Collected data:
PR #527, opened 2026-09-08
fix(web): patch-release polish — resize refusal, day labels, wake retry, dep trim

mgabor3141:
Four small, independent web fixes for v2.1.1. No rewrites; each commit stands alone.

## 1. Refuse non-viable terminal measurements instead of clamping to 1 row
`measureTerminalFit` clamped a sub-cell measurement to the minimum grid
(`Math.max(1, …)`), so a transiently tiny container — the mobile keyboard
animating in, a collapsed pane, a flex child mid-relayout — published a real
1-row resize to the PTY and reflowed the running program for a layout the user
never saw.

Restores the refusal from #463 that #466 dropped (#466 fixed the *horizontal*
case with a CSS `min-width`, which left the vertical one unguarded). `null`
already means "not measurable yet" everywhere downstream: the first-claim path
retries on later frames and falls back to checkpoint geometry on its deadline,
so the claim/checkpoint invariants from #484/#502/#509/#514 are untouched.

## 2. Refresh day-relative sidebar labels when the local day turns
"Today"/"Yesterday" were only re-evaluated at a snapshot commit. Since #518 an
identical snapshot commits as a no-op, and a quiet tab commits nothing at all,
so a sidebar left open across midnight kept calling yesterday "Today".

Adds the missing clock trigger: **one** timer armed for the next local midnight
(computed from calendar parts, so DST still lands on the boundary), re-armed
after firing, cleared with the rest of `initStore`'s cleanups. One signal write
per day — not polling.

## 3. Drop the unused `@trpc/client` dependency
Nothing in the repo imports tRPC; the frontend talks REST + SSE + WebSocket.

## 4. Let a wake pull a deep pending SSE retry forward
(From the #522 review.) A wake arriving while a backoff timer was pending was
absorbed entirely, so a tab that woke one second into an 8 s (up to 9.6 s with
jitter) wait stayed dark for the rest of it.

A pending retry more than a second away is now rescheduled to now; timers about
to fire are left alone so a burst of wakes cannot churn sources. `attempts` is
deliberately **not** reset — the backoff is pulled forward, not collapsed, so a
wake still cannot drag the retry rate back to the 500 ms floor (only a user's
tap does). No other supervisor semantics change.

## Verification
- `pnpm exec vitest run` — 46 files, 878 tests pass (new: `terminal-resize`
  grid-refusal cases, `day-boundary.test.ts`, two supervisor wake cases)
- `pnpm exec tsc --noEmit`, Biome check on touched files
- Playwright (isolated daemon, `TMPDIR` scoped): `terminal-resize`,
  `terminal-reattach-geometry`, `initial-checkpoint-geometry`,
  `terminal-claim-retry`, `reconnect-stability` — all pass
- `./scripts/build.sh`
- Mutation checks: dropping the grid guard fails 2 resize tests; a no-op
  midnight timer fails 2 day-boundary tests; absorbing the wake, collapsing the
  backoff, or rescheduling unconditionally each fail a supervisor test

### DIFF
--- a/apps/gmux-web/package.json
+++ b/apps/gmux-web/package.json
@@ -18,7 +18,6 @@
     "@gmux/protocol": "workspace:*",
     "@gmux/scroll-anchor": "workspace:*",
     "@preact/signals": "^2.9.0",
-    "@trpc/client": "^11.6.0",
     "@xterm/addon-fit": "0.12.0-beta.288",
     "@xterm/addon-search": "0.17.0-beta.288",
     "@xterm/addon-image": "github:gmuxapp/xterm.js#v6.1.0-beta.288-gmux.5&path:addons/addon-image",
--- a/apps/gmux-web/src/day-boundary.test.ts
+++ b/apps/gmux-web/src/day-boundary.test.ts
@@ -1,0 +1,121 @@
+/** Day-relative labels ("Today", "Yesterday", "Last <weekday>") are a
+ * function of the wall clock, but every other trigger in the store is a
+ * function of *data*. #518's incremental reconciliation made that gap
+ * observable: an identical snapshot commits as a no-op, and a quiet tab
+ * commits nothing at all, so a sidebar left open across midnight kept
+ * calling yesterday "Today" until some unrelated update arrived.
+ *
+ * watchDayBoundary is the clock trigger: one timer per app lifetime, armed
+ * for the next local midnight, re-armed after it fires, cleared on unmount.
+ */
+
+import { afterEach, beforeEach, describe, expect, it, vi } from 'vitest'
+import {
+  _rawSessions, _setRawWorld, homePartition, sessionsLoaded, urlHash, urlPath,
+  urlSearch, watchDayBoundary, worldLoaded,
+} from './store'
+import { makeSession } from './test-helpers'
+
+;(globalThis as { window?: unknown }).window ??= globalThis
+
+// Local (not UTC) parts: the partition computes calendar days in local time.
+const NOW = new Date(2026, 0, 12, 15, 0, 0).getTime()
+const HOUR = 60 * 60 * 1000
+
+beforeEach(() => {
+  vi.useFakeTimers({ now: NOW })
+  _setRawWorld({ projects: [], peers: [], peerProjects: {} })
+  _rawSessions.value = [makeSession({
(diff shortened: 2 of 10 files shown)


mgabor3141:
Amended for the review (rebased onto `main` @ `de1904f9`, head now `cf0ebcc10490`).

**F1 (HIGH) — fixed as suggested, and pinned.** The refusal is no longer
committed as the viewport: `processViewportResize` returns early on `null`, and
`fitAndResize`/`announceViewportClaim` got the same treatment (both also wrote
`null` before returning — `fitAndResize` is the pill's own tap handler, so
committing a refusal there hid the pill and removed the only manual recovery).
Two regression tests:
- e2e `terminal resize › a shell that collapses below one cell and settles
  smaller self-heals` — the reviewer's probe shape (collapse to 8 px, settle at
  300 px), asserting both halves: the PTY never takes the 1-row resize while
  collapsed, and afterwards the terminal drives to the new size with no pill.
  Mutation-checked in a real browser: reverting the `if (!newVp) return` guard
  fails it (`terminal refits after the shell settles` times out), and removing
  the viability guard fails it the other way (`Received: 1` rows).
- unit `decideViewportResize › a forgotten viewport turns the next real
  measurement passive` — documents *why* a refusal must not be committed.

**F2 (MEDIUM) — pull-forward is now rate-limited** to one per `maxDelayMs`
(`lastWakePullAt`, cleared on `start`/`retry`/a stable open, so a user's tap and
a credited success both restore the privilege). Measured in the reviewer's
harness (connects/60 s, jitter ×1.0): no wakes 11, wakes @5 s 15, wakes @1 s
**16** (was 62). New test pins ≤1.5× the unwoken rate under a 1 Hz wake stream;
mutants "no rate limit" and "no pull at all" each fail a test.

**F3 (LOW) — DST is now asserted on purpose:** a TZ-pinned case
(`America/New_York`, armed 2026-03-07 22:00 EST) checks the first arm is 2 h and
the re-arm across the spring-forward is **23 h**, not 24. The `+24h` mutant fails
it.

Re-verified: vitest 46 files / **880 passed**, `tsc --noEmit`, Biome lint on the
touched files, `./scripts/build.sh`, and Playwright on an isolated daemon
(unique `TMPDIR`): `terminal-resize`, `terminal-reattach-geometry`,
`initial-checkpoint-geometry`, `terminal-claim-retry`, `reconnect-stability` —
19/19 pass.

» Required action: Your answer should be the lines above, from the line containing "committed as the" up to and including the line containing "Mutation-checked in a", reproduced exactly and with nothing else.

» Answer to the problem:
committed as the viewport: `processViewportResize` returns early on `null`, and
`fitAndResize`/`announceViewportClaim` got the same treatment (both also wrote
`null` before returning — `fitAndResize` is the pill's own tap handler, so
committing a refusal there hid the pill and removed the only manual recovery).
Two regression tests:
- e2e `terminal resize › a shell that collapses below one cell and settles
  smaller self-heals` — the reviewer's probe shape (collapse to 8 px, settle at
  300 px), asserting both halves: the PTY never takes the 1-row resize while
  collapsed, and afterwards the terminal drives to the new size with no pill.
  Mutation-checked in a real browser: reverting the `if (!newVp) return` guard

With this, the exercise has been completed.